Retype all of the lines below with no changes.

[Stored items]
--------------------------------------------------
PR #889, opened 2026-08-21
fix: validate proactive SMS drafts

### LINKED ISSUE #835: sms_draft_reply silently drops the SMS body and reports success
### Description

The proactive-agent prompt requires all SMS action payloads to use contact and body.

Location: src/openjarvis/agents/proactive_agent.py:88

```
- For sms actions: contact (phone/email), body (the message text)
```

However, the sms_draft_reply executor reads draft instead of body.

Location: src/openjarvis/tools/proactive_tools.py:417-419

```python
if atype == "sms_draft_reply":
    # Draft only — surface in next digest, don't send
    return True, f"Draft saved: {payload.get('draft', '')[:80]}"
```

A valid model-generated payload such as:

```
{
  "contact": "+15551234567",
  "body": "Sounds good, see you tomorrow."
}
```

therefore produces:

```
Draft saved:
```

The action still reports success and is marked as executed, although the body is ignored and no draft is actually saved or surfaced in a later digest.

### Steps to Reproduce

This issue was identified by an automated testing tool for academic research and manually verified. If you have any concerns about this type of reporting, please let me know, and I will adjust my workflow accordingly.

### Expected Behavior

The executor should use the documented body field.

### Actual Behavior

The action still reports success and is marked as executed, although the body is ignored and no draft is actually saved or surfaced in a later digest.

### Operating System

Linux

### Python Version

3.12

### Hardware

NVIDIA GPU

### Engine

None

### Logs / Traceback

```shell

```

ElliotSlusky:
## Summary
- read SMS draft text from the documented `body` field and require a contact plus nonblank body
- surface the validated draft without sending it
- mark only successful pending actions executed and report attempted/executed/failed totals accurately

## Validation
- focused proactive tests — 8 passed
- broader tools/proactive sweep — 683 passed, 15 optional-dependency skips

Fixes #835


ElliotSlusky:
Repair appended at 4283bad0.

- SMS draft contact/body are accepted only when each value is an actual nonblank string; nulls, numbers, collections, and whitespace are rejected instead of being stringified.
- Invalid drafts are rejected before entering the approval queue, leaving no pending or approved row.
- Defense-in-depth execution validation also prevents legacy malformed approved rows from being reported or persisted as executed.

- 12 focused proactive-action tests passed, including queue and execution probes for null, non-string, and whitespace payloads.
- Ruff check and format verification passed.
--------------------------------------------------
> Answer to the problem
PR #889, opened 2026-08-21
fix: validate proactive SMS drafts

### LINKED ISSUE #835: sms_draft_reply silently drops the SMS body and reports success
### Description

The proactive-agent prompt requires all SMS action payloads to use contact and body.

Location: src/openjarvis/agents/proactive_agent.py:88

```
- For sms actions: contact (phone/email), body (the message text)
```

However, the sms_draft_reply executor reads draft instead of body.

Location: src/openjarvis/tools/proactive_tools.py:417-419

```python
if atype == "sms_draft_reply":
    # Draft only — surface in next digest, don't send
    return True, f"Draft saved: {payload.get('draft', '')[:80]}"
```

A valid model-generated payload such as:

```
{
  "contact": "+15551234567",
  "body": "Sounds good, see you tomorrow."
}
```

therefore produces:

```
Draft saved:
```

The action still reports success and is marked as executed, although the body is ignored and no draft is actually saved or surfaced in a later digest.

### Steps to Reproduce

This issue was identified by an automated testing tool for academic research and manually verified. If you have any concerns about this type of reporting, please let me know, and I will adjust my workflow accordingly.

### Expected Behavior

The executor should use the documented body field.

### Actual Behavior

The action still reports success and is marked as executed, although the body is ignored and no draft is actually saved or surfaced in a later digest.

### Operating System

Linux

### Python Version

3.12

### Hardware

NVIDIA GPU

### Engine

None

### Logs / Traceback

```shell

```

ElliotSlusky:
## Summary
- read SMS draft text from the documented `body` field and require a contact plus nonblank body
- surface the validated draft without sending it
- mark only successful pending actions executed and report attempted/executed/failed totals accurately

## Validation
- focused proactive tests — 8 passed
- broader tools/proactive sweep — 683 passed, 15 optional-dependency skips

Fixes #835


ElliotSlusky:
Repair appended at 4283bad0.

- SMS draft contact/body are accepted only when each value is an actual nonblank string; nulls, numbers, collections, and whitespace are rejected instead of being stringified.
- Invalid drafts are rejected before entering the approval queue, leaving no pending or approved row.
- Defense-in-depth execution validation also prevents legacy malformed approved rows from being reported or persisted as executed.

- 12 focused proactive-action tests passed, including queue and execution probes for null, non-string, and whitespace payloads.
- Ruff check and format verification passed.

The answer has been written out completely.